A small intro on various RDDS.

ShuffledRDD : ShuffledRDD is created while the data is shuffled over the cluster. If you use any transformation(e.g. join,groupBy,repartition, etc.) which shuffles your data it will create a shuffledRDD.
MapPartitionsRDD : MapPartitionsRDD will be created when you use mapPartition transformation.
ParallelCollectionRDD : ParallelCollectionRDD is created when you create the RDD with the collection object.
CartesianRDD: ParallelCollectionRDD generates a cartesian product of two RDDs. Each element of our first RDD is paired with each element of the second RDD. Therefore, if the cartesian operation is executed on an RDD of types X and an RDD of type Y it will return an RDD that will consist of <X,Y> pairs.
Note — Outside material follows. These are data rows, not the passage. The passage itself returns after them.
PR #1195, opened 2024-09-23
Different input datatypes support for AddStreams operation

mdanilow:
Different input datatypes were already supported by the HLS backend from the finn-hlslib.
This case was added to the unit test.
The unit test now also tests the InferAddStreamsLayer transform.


auphelia (approved):
Thank you, @mdanilow ! Looks great :)

PR #1202, opened 2024-09-26
New upsampler integration

mdanilow:
TODO


auphelia:
Thanks @mdanilow! This rework has since been integrated into dev in commit b0f5939c7. The current
  upsampler uses the new HI/WI/HO/WO/SIMD scheme with hls::vector streams and the upsample_nn<> hlslib function, supports rectangular upsampling, and runs against the official Xilinx/finn-hlslib (the new template landed upstream, so no fork dependency needed).

Since the functionality is already on dev, closing this as superseded. Thanks for the work!

PR #1213, opened 2024-10-11
Pyxsi enablement for alternative rtl simulation

auphelia:
This PR adds pyxsi as new backend for rtl simulation, it is replacing pyverilator in the FINN compiler and enable more simulation capabilities, like the simulation of Vivado IP.

Nota that this is the first step towards xsi integration. There will be an update in the coming weeks which replaces pyxsi with finnxsi, if you are curious, you can track the changes on https://github.com/Xilinx/finn/tree/feature/finnxsi_integration

This PR also contains changes to the RTL MVU:
It improves the usability and timing closure of the DSP-based dot-product kernels by:
- Pipelining the terminal reduction trees across parallel partial accumulations,
- Allowing to trade the available bit allocation space between weights and activations,
- Avoiding assign statements for the clock selection with difficult simulation scheduling semantics,
- Allowing very wide accumulations even spilling the high lane out of the DSP datapath, and
- Having the core DSP pipeline run freely without a high-fanout enable signal using zero-product insertion instead.


preusser (approved):
Great. Thanks!

PR #1234, opened 2024-11-22
Driving AXI bus padding to zero.

preusser:
As with the other AXI wrappers of RTL components, drive the full-byte AXI-Stream extension to zero.


auphelia (approved):
Thank you, @preusser !

PR #1251, opened 2024-12-12
Feature/fix non blocking

jsmonson:
This PR removes non-blocking assignments from the combination logic and replaces them with blocking assignments in the Q_srl.v fifo. This change is beneficial because it removes the eliminates the warnings generated by pyverilog during RTL simulation for this issue.


jsmonson:
@auphelia can you remind me which tests you would like me to run?

auphelia:
Thanks @jsmonson for creating this PR! I would recommend to run at least `test_fifosizing` and `test_fpgadataflow_fifo`, but I will do that as part of the PR review as well.

preusser (approved):
Thanks a lot, @jsmonson!

auphelia:
Thank you @jsmonson !

PR #1258, opened 2025-01-07
Fix build dir creation for tests

fpjentzsch:
Prevent annoying creation of empty temporary build directories during test discovery.


auphelia:
Thanks @fpjentzsch !

PR #1263, opened 2025-01-16
Integration of new deconvolution implementation based on the REVD2 algorithm (Ongoing)

hleblevec:
Integration of the new deconvolution implementation (see https://github.com/Xilinx/finn-hlslib/blob/feature/deconv/deconv.hpp for the HLS part).

Current known issues:

- [ ] Several failing cppsim testcases, which seem to be linked to padding when P < K-S
- [ ] rtlsim currently not working, probably due to issues in the templates
- [ ] Some testcases might fail due to loop timeout value being too small (need to identify if there are still cases where that happens)


auphelia:
Hi @hleblevec ,

Thank you for starting with this PR! I wanted to quickly point you to this new template which has an easier setup to use the time out simulation: https://github.com/Xilinx/finn/blob/feature/deconv/src/finn/custom_op/fpgadataflow/templates.py#L63

auphelia:
Thank you @hleblevec ! I will merge the PR, so that we have the latest developments on the finn repo rather than your fork.

PR #1690, opened 2026-09-10
SigLIP Transformer Example

ollycassidy13:
# Add a SigLIP ImageNet example for VCK190

## Why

We know that our business logic will dictate the various RDD transformations we will write. Further more, the order in which the transformations are applied will dictate the volume of data shuffled over the network and amount of data processed at each processing stage. Hence careful considering of transformations is absolutely necessary to ensure that we maximise the throughput by avoiding unwanted shuffles and processing.

Joins

Cost Model is where Spark makes the decision on whether to do sort or not or what join to do. For e.g. if query plan indicates that after applying a filter one of the data sets is drastically reduced then its a good candidate for broadcast join. You can also advise spark by using broadcast hint autoBroadCastJoinThreshold based on size of the smaller data set. You can also enable cost based optimiser and also ask spark sql to analyse tables, enable join re ordering, etc.

Serialisation

Spark works well with Kyro serialisation which is far more efficient mechanism as compared to Java serialisation. However when it comes to closures in map functions, trying to serialise all complex references is inefficient; hence it makes sense to use outcomes instead.

For e.g. use rdd.map(_ + sum) instead of rdd.map(_ + a + b + c + d) 
where one or more of a,b,c and d might be complex classes. That way we can avoid transporting serialised copies of a,b,c,d over the network onto the executers which need them to perform the map operations

Of course all of this is in context of RDDs. When it comes to DataSets and DataFrames, due to Project Tungsten, they offer better and more optimised serialisation as they are aware of the actual data types they are working with and the context of computation. For some transformations may require only partial data to be serialised or deserialised e.g. counts or array lookups). This code generation step is a component of Project Tungsten which is a big part of what makes the high-level APIs so performant.

This concludes the post; in the next one we will try to do a deeper dive into some of the topics listed here. Hopefully this gives a good overview of the lay of the land.